(Exercise data)
§

PR #15, opened 2020-02-05
Implement statement detail page

baurine:
- Add horizontal visual color bars for table columns
- Implement the statement detail components

WX20200205-191859@2x

WX20200205-191938@2x

PTAL

### DIFF
--- a/ui/.yarnrc
+++ b/ui/.yarnrc
@@ -1,1 +1,2 @@
 "@pingcap-incubator:registry" "https://npm.pkg.github.com"
+"@baurine:registry" "https://npm.pkg.github.com"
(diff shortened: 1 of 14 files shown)


baurine:
- Format the values by different units





hey @breeswish , I tried but didn't use `pretty-ms` and `pretty-bytes`, because they just support one kind unit, we need more, for example, convert 1000 to `1 K`, and `pretty-bytes` is 1000-base, but maybe we need 1024-base, so I still use the code I extracted from grafana, it can convert most of the common units (all you can see in the grafana diagrams), I made it as a lib and published it to GitHub Packages likes pd-client-js.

§

(Problem statement) Your reply should match the data above exactly, line for line.

(Output of the exercise)
PR #15, opened 2020-02-05
Implement statement detail page

baurine:
- Add horizontal visual color bars for table columns
- Implement the statement detail components

WX20200205-191859@2x

WX20200205-191938@2x

PTAL

### DIFF
--- a/ui/.yarnrc
+++ b/ui/.yarnrc
@@ -1,1 +1,2 @@
 "@pingcap-incubator:registry" "https://npm.pkg.github.com"
+"@baurine:registry" "https://npm.pkg.github.com"
(diff shortened: 1 of 14 files shown)


baurine:
- Format the values by different units





hey @breeswish , I tried but didn't use `pretty-ms` and `pretty-bytes`, because they just support one kind unit, we need more, for example, convert 1000 to `1 K`, and `pretty-bytes` is 1000-base, but maybe we need 1024-base, so I still use the code I extracted from grafana, it can convert most of the common units (all you can see in the grafana diagrams), I made it as a lib and published it to GitHub Packages likes pd-client-js.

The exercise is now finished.